A jumping-off point to all the Business users' answers​
The Home page for Business users brings together the three most commonly performed actions viz. Monitoring key metrics, consuming the requested reports, and generating new requests. The insights tab leverages AI to generate key insights relevant to the exact user. Self analyze tab allows the user to check something on his own, generally, a small analysis including not more than 10 variables. Earlier these reports lived in bookmark tabs or in the email of the users.

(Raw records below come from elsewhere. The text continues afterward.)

PR #2396, opened 2023-10-01
feat: JSX utils

gsppe:
## Description

Adds utils to work with JSX and transform it to Webstudio Embed Template as well as converting Tailwind styles to Webstudio Embed Template style declarations and a fake `<HeroIcon>` component to `HtmlEmbed` with inline SVG taken from heroicons (we will need this for ai).

I split the PR in commits to it is easier to review, so you may want to review this PR per-commit. I need to merge it as soon as possible because I need these utils to build the AI edits feature.

Somebody later on should add tests.

### DIFF
--- a/packages/jsx-utils/src/heroicons/index.ts
+++ b/packages/jsx-utils/src/heroicons/index.ts
@@ -1,5 +1,5 @@
 import type { WsEmbedTemplate } from "@webstudio-is/react-sdk";
-import { traverseTemplate } from "..";
+import { traverseTemplate } from "../traverse-template";
 import { getIcon } from "./get-icon";
 
 export const heroiconsToSvgEmbed = (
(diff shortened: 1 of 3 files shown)


packages/jsx-utils/src/heroicons/index.ts
```diff
@@ -0,0 +1,52 @@
+import type { WsEmbedTemplate } from "@webstudio-is/react-sdk";
+import { traverseTemplate } from "..";
```
TrySound, line 2: `../traverse-template` to avoid circular modules

packages/jsx-utils/src/jsx.ts
```diff
@@ -0,0 +1,139 @@
...
+const parseProps = function parseProps(props: JsonProp[]) {
+  const p: EmbedTemplateProp[] = [];
+  props.forEach(({ name, value }) => {
+    if (typeof value === "string") {
+      p.push({ type: "string", name, value });
+    }
+    if (typeof value === "number") {
+      p.push({ type: "number", name, value });
+    }
+    // @todo add support for other prop types.
```
TrySound, line 136: boolean and string[] are missing from base types

TrySound (approved):

PR #2400, opened 2023-10-01
fix: use proper heading props for dialog and sheet components

### LINKED ISSUE #2206: Add Tag property to Headings in components
In the Dialog and Sheet there is a Heading component used for the title that does not have the Tag property that you would expect to see on a Heading component. This is an h2, but the user has no way of seeing that it's an h2 and without the Tag property they have no way of changing the heading level to fit their document.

Jobs Module - Transformations

Extract, Transform, and Load (ETL/ELT) data in a completely code-free way
Simply put, a job in data management terminology is moving data from point A to point B along with some transformations to get the data in the desired format. Extraction, Transformation, and Load or ETL in short. The above screen shows the 'transformations' step of the process. Users can filter certain records, change the data type, and find and replace certain items among other transformation features. The user can do it using UI (no code) or enter custom SQL queries for advanced transformations.
Raw Data - Creating new tables for reports

Streamlining Creation of Final Tables​
Creating the final tables for reports typically involves pulling data from multiple source tables. During the process of merging these tables, it is essential to assign keys, determine the type of join, and keep track of these keys to gain a comprehensive understanding of the table's source and creation methodology. By doing so, it becomes easier to identify and resolve any issues that may arise during the reporting process. The adjoining screen displays the creation of a final table using source tables.
PROTOTYPE
User Journeys for exploring the details of a table or creation of a new one
Since the user journeys are complex please use the prototype
IMPACT
The prototype played a key role in the startup securing seed funding.
The prototype I designed played a key role in the startup's success. It demonstrated the platform's potential and value to investors. This tangible proof of concept helped the company secure seed funding, providing the resources needed for development and growth.